Yes it’s one of the potential use cases, i.e. a drop-in replacement for fidelity bonds in a coinjoin protocol without a single central coordinator. However, I do remember back when I proposed RIDDLE that it might not be as great for that particular use case. So, “delving” into that 
:
First, let’s be clear on the threat being addressed: Sybil attacks that allow deanonymisation of the coinjoin by being ~ all the other participants in the round. A technique that imposes a cost on taking part can never make this impossible, so our chosen threat is an attacker bounded in their costs, and our defence is contingent/limited (you could try to quantify it for a particular case, but it’s going to be very handwavy). The costs imposed by a timelocked utxo can be calculated explicitly in terms of time value of money, but the costs imposed by simple utxo ownership at the time of a recent snapshot are clearly much less; principally just a utxo creation cost (arguably ameliorated, even). This leads one to think along the lines I did in the above blog, that:
By using age and BTC value requirements, a cost - in the form of BTC network fees - is imposed that is almost zero for slow, occasional use but becomes (nonlinearly) much larger for anyone attempting to use the service very frequently (and due to block arrival rate, no amount of money may be enough to achieve very high Sybilling rates).
Notice I say age and value requirements; “before the snapshot” can enforce that, or, I think a better idea, one can set the filter as Q = a^x v^y where a is age and v is sats value. This can really bump up the cost to burst attack a system.

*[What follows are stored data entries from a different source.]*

PR #3126, opened 2024-07-06
Replace pkg with @yao-pkg/pkg and target node20

mikiher:
This replaces the use of pkg (which packs Node runtime and project code into a single binary) with the @yao-pkg/pkg fork. We do this since pkg is deprecated and in maintenance mode, and doesn't support packing a node20 runtime. Yao-pkg seems to be well maintained and used, and supports node20 targeting.

Changes made:
- Replace node18 pkg targets with node20
- Modify relevant workflows and scripts to install @yao-pkg/pkg instead of pkg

But with a decentralized coinjoin protocol rather than e.g. a website or a nostr relay or maybe a Lightning node, our main concern isn’t burst attack as much as very slow Sybilling. I’m going to guess that, if we want to replace fidelity bonds direct money locking with this style of utxo proof, we need to set x in the above formula much higher, so that a proof of the necessary value will require quite an old utxo (thus enforcing a similar timelocking but in the past, not pushed into the future). This doesn’t sound very practical (locking way before using the service?), and will also reduce the anon set (though I think that won’t be as big of a deal, most likely).
Finally, as well as these concerns (which can be summed up as “you can use this for coinjoins but it might end up being a weak defence unless you make it too impractical”), there’s one last one that bothers me:
Structurally this aut-ct could be simplified to:
Prover -> Verifier: [ZKP] [keyimage]
And that keyimage can’t change unless you change the utxo (pubkey) (taproot). This means that every user of the decentralized protocol sees the same one, and if it’s a token that lets them use the system for some considerable time (as it must be, as fidelity bonds are today), it by its nature allows linkage of different coinjoins.
The problem here is very deep: we want purely private participation in a protocol, and we want defence against Sybilling behaviour.
Probably the answer lies in token multi-issuance, which can be done as described in this Issue :
Basically, when you do the DLEQ proof, you need an independent NUMS basepoint J (and the “key image” is your private key * J), and you create that J using a hash-to-curve operation acting on a string. Currently that string is “J,application-domain-label” (e.g. “J,hodlboardmainnet”) but we could instead imagine it being “J,application-domain-label,1” and then 2,3 etc. This way you get multiple independent tokens per utxo. This is basically exactly what we do in PoDLE (which is not the same as fidelity bonds). I think this is probably the right way to go for a fully symmetric decentralized coinjoin protocol.